Minimally Invasive Transforaminal Lumbar Interbody Fusion (TLIF): Technical Feasibility and Initial Results
Forty-nine patients underwent minimally invasive transforaminal lumbar interbody fusion (TLIF) from October 2001-August 2002 (minimum 18-month follow-up). The diagnosis was degenerative disc disease with HNP in 26, spondylolisthesis in 22, and a Chance-type seat-belt fracture in one. The majority of cases (n=45) were at L4-5 or L5-S1.
A paramedian, muscle-sparing approach was performed through a tubular retractor docked unilaterally on the facet joint. A total facetectomy was then conducted, exposing the disc space. Discectomy and endplate preparation were completed through the tube using customized surgical instruments.
Structural support was achieved with allograft bone or interbody cages. Bone grafting was done with local autologous or allograft bone, augmented with rhBMP-2 in some cases. Bilateral percutaneous pedicle screw/rod placement was accomplished with the Sextant system. There were no conversions to open surgery.
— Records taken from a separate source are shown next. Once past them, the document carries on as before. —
Issue #64, opened 2012-03-21
After logout, redirect user back


mitar:
After user logouts, she should be redirected back to the page she came from. Display to the user a message that logout was successful.

mitar:
Done with #101.

PR #98, opened 2012-04-03
Redirect user after logout

domenc:
Add JS for redirect user to previous page after logout - issue #64


mitar:
Not good. The idea is that to user immediate page is never displayed, but they are immediately redirected back to the page when they come from, with a message displayed on that page that they have been logged in. See how it works in [nodewatcher](https://nodes.wlan-si.net/).

PR #102, opened 2012-04-06
Issue 61, Issue 62 rev-3 (team 4)

agiz:


piplmesh/account/formfields.py
```diff
@@ -0,0 +1,46 @@
+import datetime
+
+from django import forms
+
+class FormLimitedDateTimeField(forms.DateTimeField):
```
mitar: It can be just `LimitedDateTimeField`. We are always importing just modules, so we exactly know what we have (form field for model field).

piplmesh/account/formfields.py
```diff
@@ -0,0 +1,46 @@
...
+    def __init__(self, upper_limit=None, lower_limit=None, input_formats=None, *args, **kwargs):
+        self.upper_limit = upper_limit
+        self.lower_limit = lower_limit
+
+        if self.upper_limit and not isinstance(self.upper_limit, (datetime.datetime, datetime.date)):
+            self.error(u'Invalid upper_limit argument.')
```
mitar: Hm, form fields do not have `error` method. This is something from mongoengine.

You should probably do something like `raise ValidationError(self.error_messages['bounds'])`, where you define the `bounds` error message in `default_error_messages` (extend/append new one).

piplmesh/account/formfields.py
```diff
@@ -0,0 +1,46 @@
...
+        if self.lower_limit and not isinstance(self.lower_limit, (datetime.datetime, datetime.date)):
+            self.error(u'Invalid lower_limit argument.')
+
+        super(FormLimitedDateTimeField, self).__init__(input_formats=None, *args, **kwargs)
+   
+    def clean(self, value):
```
mitar, line 25: `clean`: https://docs.djangoproject.com/en/dev/ref/forms/fields/#django.forms.Field.clean

So you should return the value, if everything is OK.

piplmesh/account/formfields.py
```diff
@@ -0,0 +1,46 @@
...
+        super(FormLimitedDateTimeField, self).clean(value)
```
mitar: And capture the value from parent's `clean`.

```
value = super(FormLimitedDateTimeField, self).clean(value)
```

Not `birthdate`! We are having general form field here!

piplmesh/account/formfields.py
```diff
@@ -0,0 +1,46 @@
...
+        
+        try:
```
mitar: This is not needed then.

piplmesh/account/formfields.py
```diff
@@ -0,0 +1,46 @@
...
+            birthdate = datetime.datetime.strptime(value, '%Y-%m-%dT%H:%M:%S')
+        except ValueError:
+            birthdate = datetime.datetime.strptime(value, '%Y-%m-%d')
+            
+        
+        if self.upper_limit:
+            tmp_value = birthdate
```
mitar: `tmp_value = value`

piplmesh/account/formfields.py
```diff
@@ -0,0 +1,46 @@
...
+        if self.lower_limit:
+            tmp_value = birthdate
+            tmp_lower_limit = self.lower_limit
+            if not isinstance(birthdate, datetime.datetime) or not isinstance(self.lower_limit, datetime.datetime):
+                if isinstance(self.lower_limit, datetime.datetime):
+                    tmp_lower_limit = self.lower_limit.date()
+                elif isinstance(tmp_value, datetime.datetime):
+                    tmp_value = birthdate.date()
+            if tmp_value < tmp_lower_limit:
+                self.error(u'Value is out of bounds.')
```
mitar: At the end you should then return `value`.

piplmesh/account/formfields.py
```diff
@@ -0,0 +1,46 @@
...
+        if self.upper_limit:
+            tmp_value = birthdate
+            tmp_upper_limit = self.upper_limit
+            if not isinstance(birthdate, datetime.datetime) or not isinstance(self.upper_limit, datetime.datetime):
+                if isinstance(self.upper_limit, datetime.datetime):
+                    tmp_upper_limit = self.upper_limit.date()
+                elif isinstance(tmp_value, datetime.datetime):
+                    tmp_value = birthdate.date()
+            if tmp_value > tmp_upper_limit:
+                self.error(u'Value is out of bounds.')
```
mitar: No `error` method. Have you even tried forms with out of the bounds values?

piplmesh/account/formfields.py
mitar: The other way with Django fields is that you just add additional [validator](https://docs.djangoproject.com/en/dev/ref/validators/) when creating new field. But it is OK to override also `clean`. Everything depends on the use case. If you have multiple locations when you want to use new field, then it is probably better to define a new field, if you just want to limit value in some way only once, then you could just create a simple method for that.

Leave it as it is here. Just to tell you.

piplmesh/account/formfields.py
```diff
@@ -0,0 +1,46 @@
...
+    def clean(self, value):
+        super(FormLimitedDateTimeField, self).clean(value)
+        
+        try:
+            birthdate = datetime.datetime.strptime(value, '%Y-%m-%dT%H:%M:%S')
+        except ValueError:
+            birthdate = datetime.datetime.strptime(value, '%Y-%m-%d')
+            
+        
+        if self.upper_limit:
```
mitar: Anyway, I do not like that we are duplicating code here. No copy-paste please. Can you create a top-level function in models:

```
def limit_date(value, lower_limit, upper_limit, error):
```

which does everything you do bellow. On error, it calls `error` argument like `error()`. And then you can define `clean` like:

```
def clean(self, value):
    value = super(LimitedDateTimeField, self).clean(value)

    def error():
        raise ValidationError(self.error_messages['bounds'])

    limit_date(value, self.lower_limit, self.upper_limit, error):

    return value
```

piplmesh/account/formfields.py
agiz: Err.. Should I use `default_error_messages` or `error_messages` or are these two somehow related?
Also, what about translatables here?

mitar: It takes exactly 1.854 seconds to check this in the code.

piplmesh/account/formfields.py
agiz: Almost asked how to handle mongo/django form field errors then but by some freak coincidence figure it out just in time... You are testing me way too hard here. :)

agiz:
If module A requires module B and module B requires modul A I am in a deadlock situation right?
I moved limit_date together with GENDER_CHOICES and error_messages to models.py and I am trapped in above scenario. 

What is the next best place to move upper constants to?

mitar:
OK. Put then all this into `fields.py`. :-)

piplmesh/account/formfields.py
agiz: Renamed.

piplmesh/account/formfields.py
agiz: Fixed and made translatable.

piplmesh/account/formfields.py
agiz: Implemented as suggested above.

mitar:
Please write a comment when you finish, because I do not get notification otherwise.

piplmesh/account/fields.py
```diff
@@ -1,16 +1,79 @@
...
+        
+        super(GenderField, self).__init__(*args, **kwargs)
+
+class LimitedDateTimeField(mongoengine.DateTimeField):
+    def __init__(self, upper_limit=None, lower_limit=None, *args, **kwargs):
+        self.upper_limit = upper_limit
+        self.lower_limit = lower_limit
+
+        if self.upper_limit and not isinstance(self.upper_limit, (datetime.datetime, datetime.date)):
+            self.error(error_messages['syntax_upper'])
```
mitar: This error is displayed only in the case of programming error. I would hard-code it and _not_ make it translatable (it is really hard to Google for errors).

So I would have only `bounds` up there.

piplmesh/account/formfields.py
```diff
@@ -0,0 +1,28 @@
...
+        self.upper_limit = upper_limit
+        self.lower_limit = lower_limit
+
+        if self.upper_limit and not isinstance(self.upper_limit, (datetime.datetime, datetime.date)):
+            raise forms.ValidationError(fields.error_messages['syntax_upper'])
+        if self.lower_limit and not isinstance(self.lower_limit, (datetime.datetime, datetime.date)):
+            raise forms.ValidationError(fields.error_messages['syntax_lower'])
+
+        super(LimitedDateTimeField, self).__init__(input_formats=None, *args, **kwargs)
+
```
mitar: Unnecessary empty line.

piplmesh/account/forms.py
```diff
@@ -31,17 +25,13 @@ class RegistrationForm(auth_forms.UserCreationForm):
...
-    password2 = forms.CharField(widget=forms.PasswordInput, label=_("Repeat password"))
     first_name = forms.CharField(label=_("First name"))
     last_name = forms.CharField(label=_("Last name"))
     
     # Additional information
-    gender = forms.ChoiceField(label=_("Gender"), required=False, choices=GENDER_CHOICES, widget=forms.RadioSelect(renderer=HorizontalRadioRenderer))    
-    current_date = datetime.now()
-    birthdate = forms.DateField(label=_("Birth date"), required=False, widget=widgets.SelectDateWidget(years=[y for y in range(current_date.year, 1900, -1)]))
+    gender = forms.ChoiceField(label=_("Gender"), required=False, choices=fields.GENDER_CHOICES, widget=forms.RadioSelect(renderer=HorizontalRadioRenderer))    
+    birthdate = formfields.LimitedDateTimeField(upper_limit=datetime.datetime.today(), lower_limit=datetime.datetime.today() - datetime.timedelta(models.LOWER_DATE_LIMIT), label=_("Birth date"), required=False, widget=widgets.SelectDateWidget(years=[y for y in range(datetime.datetime.today().year, (datetime.datetime.today() - datetime.timedelta(models.LOWER_DATE_LIMIT)).year, -1)]))
```
mitar: Can you split those two fields into multiline passing of arguments? So

```
foo = Bar(
   bla=blu,
   ...,
)
```

piplmesh/account/formfields.py
```diff
@@ -0,0 +1,28 @@
...
+            raise forms.ValidationError(fields.error_messages['syntax_lower'])
+
+        super(LimitedDateTimeField, self).__init__(input_formats=None, *args, **kwargs)
+   
+
+    def clean(self, value):
+        value = super(LimitedDateTimeField, self).clean(value)
+
+        def error():
+            raise forms.ValidationError(fields.error_messages['bounds'])
```
mitar: No, it should be:

```
raise forms.ValidationError(self.error_messages['bounds'])
```

And now make it work like this. :-) (Hint: Set `default_error_messages` attribute of `LimitedDateTimeField`.)

piplmesh/account/formfields.py
agiz: Removed.

piplmesh/account/fields.py
agiz: I am not sure I understand what exactly to do here... Is this ok?

piplmesh/account/forms.py
agiz: Done.

piplmesh/account/formfields.py
agiz: Done, but this was implemented the way it was only to share errors with fields.py and since fields.py errors are now hard-coded, I can use the correct way of reporting errors here.

agiz:
Did some work on forms.py, field.py and formfields.py.

piplmesh/account/backends.py
```diff
@@ -44,39 +58,11 @@ def authenticate(self, token=None, request=None):
...
-            user.last_name = fb['last_name']
-            user.save()
-
-            # Create and save account user
-            profile = models.UserProfile.objects.create(user=user, token=access_token, facebook_id=fb['id'], gender=fb['gender'])
-            profile.save()
+        
+        # TODO: Check if id and other fields are returned
+        # TODO: Move user retrieval/creation to User document/manager
+        user, created = self.user_class.objects.get_or_create(facebook_id=fb.get('id'), defaults={'username': fb.get('username'), 'first_name': fb.get('first_name'), 'last_name': fb.get('last_name'), 'email': fb.get('email'), 'gender': fb.get('gender')})
```
mitar: Can you split also defaults into multiple lines?

piplmesh/account/fields.py
```diff
@@ -1,16 +1,77 @@
...
+    error_messages = {
+        'bounds': (u"Value is out of bounds."),
+    }
+
+    def __init__(self, upper_limit=None, lower_limit=None, *args, **kwargs):
+        self.upper_limit = upper_limit
+        self.lower_limit = lower_limit
+
+        if self.upper_limit and not isinstance(self.upper_limit, (datetime.datetime, datetime.date)):
+            self.error(self.error_messages['bounds'])
```
mitar: No? Here should be an error about arguments.

piplmesh/account/fields.py
```diff
@@ -1,16 +1,77 @@
...
+        if self.lower_limit and not isinstance(self.lower_limit, (datetime.datetime, datetime.date)):
+            self.error(self.error_messages['bounds'])
```
mitar: No? Here should be an error about arguments.

piplmesh/account/fields.py
```diff
@@ -1,16 +1,77 @@
...
+
+        super(LimitedDateTimeField, self).__init__(*args, **kwargs)
+   
+    def validate(self, value):
+        super(LimitedDateTimeField, self).validate(value)
+
+        def error():
+            self.error(self.error_messages['bounds'])
```
mitar: Just hard-code it here.

mitar: Those are two different thins, mongoengine fields and Django fields.

piplmesh/account/formfields.py
```diff
@@ -0,0 +1,34 @@
+import datetime
+
+from django import forms
+from django.utils.translation import ugettext_lazy as _
+
+from piplmesh.account import fields
+
+class LimitedDateTimeField(forms.DateTimeField):
+    default_error_messages = {
```
mitar: Not good, you have overridden parent's default messages. You have to add to them (what if `super(LimitedDateTimeField, self).clean(value)` wants to use some message)?

piplmesh/account/formfields.py
```diff
@@ -0,0 +1,34 @@
...
+        'bounds': _(u"Value is out of bounds."),
+        'syntax_lower': _(u"Invalid lower_limit argument."),
+        'syntax_upper': _(u"Invalid upper_limit argument."),
```
mitar: Those two do not got to default messages!

piplmesh/account/formfields.py
```diff
@@ -0,0 +1,34 @@
...
+    }
+
+    def __init__(self, upper_limit=None, lower_limit=None, input_formats=None, *args, **kwargs):
+        self.upper_limit = upper_limit
+        self.lower_limit = lower_limit
+
+        if self.upper_limit and not isinstance(self.upper_limit, (datetime.datetime, datetime.date)):
+            raise forms.ValidationError(self.error_messages['syntax_upper'])
```
mitar: Just hard-code. I would not raise ValidationError here but some other (like AttributeError).

piplmesh/account/formfields.py
mitar: You could of course do that even with shared error messages. For your current code:

```
default_error_messages = fields.error_messages
```

:-)

piplmesh/account/formfields.py
agiz: Fixed.

piplmesh/account/formfields.py
agiz: Removed from `default_error_messages`.

piplmesh/account/formfields.py
agiz: Added `bounds` to `default_error_messages` without overriding.

piplmesh/account/fields.py
agiz: Changed `self.error(self.error_messages['bounds'])` to `self.error(u"Value is out of bounds.")`.

piplmesh/account/fields.py
agiz: Changed `self.error(self.error_messages['bounds'])`to `self.error(u"Invalid upper_limit argument.")`.

piplmesh/account/fields.py
agiz: Changed `self.error(self.error_messages['bounds'])`to `self.error(u"Invalid lower_limit argument.")`.

piplmesh/account/backends.py
agiz: Done.

agiz:
Updated backends.py, fields.py, formfields.py.

piplmesh/account/formfields.py
agiz: I have to say, I try to just blindly follow here. `syntax_upper` and `syntax_lower` errors do not go to `default_error_messages` because these errors do not get displayed to end user?

piplmesh/account/formfields.py
agiz: There are not many examples of `default_error_messages` on the web - the ones I found all override defaults(?).

piplmesh/account/models.py
```diff
@@ -1,21 +1,17 @@
...
+from mongoengine.django import auth
 
-class UserProfile(django_models.Model):
-    """ 
-    Class used for storing additional information about user.
-    """
+from piplmesh.account import fields
 
-    user = django_models.OneToOneField(auth_models.User)
+# rough lower limit date
```
mitar: Start with upper case.

mitar: Or just remove the comment. :-)

piplmesh/account/forms.py
```diff
@@ -31,17 +25,25 @@ class RegistrationForm(auth_forms.UserCreationForm):
...
     
     # Additional information
-    gender = forms.ChoiceField(label=_("Gender"), required=False, choices=GENDER_CHOICES, widget=forms.RadioSelect(renderer=HorizontalRadioRenderer))    
-    current_date = datetime.now()
-    birthdate = forms.DateField(label=_("Birth date"), required=False, widget=widgets.SelectDateWidget(years=[y for y in range(current_date.year, 1900, -1)]))
+    gender = forms.ChoiceField(
+        label=_("Gender"),
+        required=False,
+        choices=fields.GENDER_CHOICES,
+        widget=forms.RadioSelect(renderer=HorizontalRadioRenderer)
```
mitar: Comma at the end.

piplmesh/account/forms.py
```diff
@@ -31,17 +25,25 @@ class RegistrationForm(auth_forms.UserCreationForm):
...
+    )    
+    birthdate = formfields.LimitedDateTimeField(
+        upper_limit=datetime.datetime.today(),
+        lower_limit=datetime.datetime.today() - datetime.timedelta(models.LOWER_DATE_LIMIT),
+        label=_("Birth date"),
+        required=False,
+        widget=widgets.SelectDateWidget(years=[y for y in range(datetime.datetime.today().year,
+        (datetime.datetime.today() - datetime.timedelta(models.LOWER_DATE_LIMIT)).year, -1)])
```
mitar: This is not wrapped in best way. If you want, you can wrap (and indent) arguments to SelectDateWidget again. But not like this.

Also do not forget comma at the end.

piplmesh/account/formfields.py
mitar: Yes.

piplmesh/account/forms.py
agiz:
```
    widget=widgets.SelectDateWidget(
        years=[
            y for y in range(datetime.datetime.today().year,
            (datetime.datetime.today() - datetime.timedelta(models.LOWER_DATE_LIMIT)).year,
            -1),
        ]
    ),
```

This is too much right?

piplmesh/account/formfields.py
```diff
@@ -0,0 +1,30 @@
+import datetime
+
+from django import forms
+from django.utils.translation import ugettext_lazy as _
+
+from piplmesh.account import fields
+
+class LimitedDateTimeField(forms.DateTimeField):
+    forms.DateTimeField.default_error_messages['bounds'] = _(u"Value is out of bounds.")
```
mitar: Not good. You change `default_error_messages` in `forms.DateTimeField` here! Don't do that!

You can try something like:

```
default_error_messages = forms.DateTimeField.default_error_messages.copy()
default_error_messages.update({
    'bounds': _(u"Value is out of bounds."),
})
```

piplmesh/account/forms.py
mitar: No, but not correct. `range` is again a function call, so you should indent it accordingly.

mitar: And comma after the `]`.

piplmesh/account/models.py
agiz: Removed.

piplmesh/account/forms.py
agiz: Added.

piplmesh/account/forms.py
agiz: Corrected indentation.

mitar:
Good. :-)

mitar:
I hope it works! You have tested it, yes? :-)

(We do not yet have unit tests!)

mitar:
(This could be your next pull request.)

piplmesh/account/formfields.py
agiz: Thanks. Did you really think I could come up with that? :) Even now that I see it I vaguely know the princip of `default_error_messages`.

mitar: Of course? You should trust into yourself! :-) The only limit to you is yourself.

If something is not clear about `default_error_messages`, check the code. How it is copied to `self.error_messages`.

agiz:
I have tested it numerous times but just simple things. I tested upper and lower bounds couple of pulls ago, but tested upper limits every pull. I tested registration and login thoroughly when figuring this part out. i just tested valid registration and login and it works.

Operative time averaged 240 min. Estimated blood loss averaged 140 cc. Mean length of hospital stay was 1.9 days. All patients presenting with preoperative radiculopathy (n=45) had resolution of symptoms postoperatively.
Complications included two instances of screw malposition requiring screw re-positioning and two cases of new radiculopathy post-operatively; one from graft dislodgement, the other from contralateral neuroforaminal stenosis. Narcotic use was discontinued two to four weeks postoperatively.
Improvements in average VAS and Oswestry (pre-operative to last follow-up) were 7.2 to 2.1 and 46 to 14, respectively. At last follow-up, all patients had solid fusions by radiographic criteria. Results of this study indicate that minimally invasive TLIF is feasible and offers several potential advantages over traditional open techniques.